# linear transformation

## Primary tabs

Defines:
linear operator
Synonym:
linear map, vector space homomorphism, linear mapping
Type of Math Object:
Definition
Major Section:
Reference

## Mathematics Subject Classification

### Terminology

While in principle, the terms "map", "mapping",
"function", "transformation", etc are synonyms,
my impression is that the different terms have acquired
distinct meanings. This is more a matter of connotation than
denotation. However consistent usage that conforms to
prevalent norms should make for clearer communication.

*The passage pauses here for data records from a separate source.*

PR #8367, opened 2023-01-27
[css-images-4] Fix basic syntax of gradients

### LINKED ISSUE #7986: [css-images-4] Relax color interpolation method syntax in gradients
Please forgive me if some related discussions exist somewhere but I did not find them in #6667 or #5833. I would like to know why the color interpolation method cannot be declared between the gradient line parameters (I am not sure this is the correct term).

For example:

  - current: `conic-gradient([[from <angle>]? [at <position>]?] || <color-interpolation-method>, <angular-color-stop-list>)`
  - instead of `conic-gradient([from <angle> || at <position> || <color-interpolation-method>]?, <angular-color-stop-list>)`

From the perspective of the authoring experience, `conic-gradient(at center in srgb from 45deg, ...)` does not seem even more meaningless (no criticism here) than `conic-gradient(at center in srgb, ...)` for me, and the syntax is easier to read.

cdoublev:
Fixes #7986.

The current syntax makes the color stop list optional, which is obviously unexpected.

This PR also aligns CSS Images 4 with CSS Images 3 regarding `<size>` renamed to `<rg-size>` (resolving a conflict with `<ray()>`) and `<ending-shape>` renamed to `<rg-ending-shape>` (for consistency, I guess).

I am not sure if `a? b? || c` is different than `[a? b?]! || c` so I prefered the first option for simplicity.

### DIFF
--- a/css-images-4/Overview.bs
+++ b/css-images-4/Overview.bs
@@ -18,7 +18,7 @@ Abstract: This module contains the features of CSS level 4 relating to the <<ima
 
 Issue Tracking: Tracker http://www.w3.org/Style/CSS/Tracker/products/27
 Previous Version: https://www.w3.org/TR/2017/WD-css-images-4-20170413/
-Ignored Terms: <offset>, background positioning area, border image area, <meetorslice>, <ending-shape>, Map, <image>, invalid image, invalid images, concrete object size, linear-gradient(), radial-gradient(), default object size, CSS
+Ignored Terms: <offset>, background positioning area, border image area, <meetorslice>, Map, <image>, invalid image, invalid images, concrete object size, linear-gradient(), radial-gradient(), default object size, CSS
 Ignored Vars: H, P
 Include Can I Use Panels: yes
 Default Highlight: css
@@ -1198,7 +1198,7 @@ Linear Gradients: the ''linear-gradient()'' notation {#linear-gradients}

The generic term is "mapping", or "map" - although
mapping seems to be the preferred term.

The word "function" should be reserverd for a "mapping"
whose domain and codomain are sets of "numbers" in
some general sense.

The word "transformation" should be reseverd for a
"mapping" where the domain and codomain coincide.
The basic idea is that one can compose a transformation
with itself.

The word "operator" should be reserved for "transformations"
whose domain/codomain is a set of "functions".

The word "functional" should be reserved for a mapping whose
domain is a set of "functions" and whose codomain is a set of
"numbers", in some general sense.

### Re: Terminology

"Linear operator" is used in my Linear Algebra textbook (Friedberg-Insel-Spence) so frequently (essentially half the theorems begin "Let T be a linear operator...") that I have to ask if their usage really is nonstandard.

### Re: Terminology

"function" tends to have a more precise definition, in that for { (a, b) } in the graph of f, ( a ) are distinct (alternatively, f(a) has up to one value).

### Re: Terminology

After looking around at texts and other references
I have to back away from my position somewhat.

The choice of terminology:

mapping vs function vs transformation vs operator

is completely unstandardized. I come from a differential
geometry background, where "mapping" is the general term
i.e. you can have mappings between manifolds, whereas
function is a "scalar field", i.e. a mapping that plunks
numbers down at points of your manifold.

So probably my original post was just expressing my
own prejudices/prefernces.